- What you are asked to do -
Your answer should be a single number: the count of lines in the listing that contain "VkGraphicsPipelineCreateInfo".

Segment Start: Source data

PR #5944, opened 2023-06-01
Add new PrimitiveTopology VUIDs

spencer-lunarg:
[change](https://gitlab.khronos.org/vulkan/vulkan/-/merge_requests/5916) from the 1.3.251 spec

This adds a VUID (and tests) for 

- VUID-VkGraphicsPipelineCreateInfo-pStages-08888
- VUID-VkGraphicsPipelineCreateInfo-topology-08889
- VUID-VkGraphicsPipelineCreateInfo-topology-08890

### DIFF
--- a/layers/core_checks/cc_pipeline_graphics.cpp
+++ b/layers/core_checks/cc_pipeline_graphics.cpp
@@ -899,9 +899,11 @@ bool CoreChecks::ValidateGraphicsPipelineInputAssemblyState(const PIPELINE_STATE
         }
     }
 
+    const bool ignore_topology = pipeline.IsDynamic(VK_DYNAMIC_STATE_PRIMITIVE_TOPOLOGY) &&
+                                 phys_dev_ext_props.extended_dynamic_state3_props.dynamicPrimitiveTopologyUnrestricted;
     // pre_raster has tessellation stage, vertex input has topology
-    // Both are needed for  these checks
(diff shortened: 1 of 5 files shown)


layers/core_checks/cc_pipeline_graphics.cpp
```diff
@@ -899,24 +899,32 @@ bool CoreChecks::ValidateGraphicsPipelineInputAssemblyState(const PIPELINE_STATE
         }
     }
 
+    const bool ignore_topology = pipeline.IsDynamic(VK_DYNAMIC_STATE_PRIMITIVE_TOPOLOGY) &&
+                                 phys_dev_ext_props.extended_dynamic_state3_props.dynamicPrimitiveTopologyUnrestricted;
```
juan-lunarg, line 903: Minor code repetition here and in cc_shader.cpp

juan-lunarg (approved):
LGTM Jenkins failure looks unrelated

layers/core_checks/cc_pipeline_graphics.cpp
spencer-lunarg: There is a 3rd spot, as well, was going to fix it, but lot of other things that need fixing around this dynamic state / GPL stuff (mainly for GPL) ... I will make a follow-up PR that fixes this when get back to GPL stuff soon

Segment End: Source data
Segment Start: Source data

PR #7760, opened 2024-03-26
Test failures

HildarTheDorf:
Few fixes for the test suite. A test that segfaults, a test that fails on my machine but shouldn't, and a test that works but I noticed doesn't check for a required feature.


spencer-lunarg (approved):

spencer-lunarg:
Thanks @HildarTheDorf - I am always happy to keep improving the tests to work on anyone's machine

Segment End: Source data

- Exercise output -
3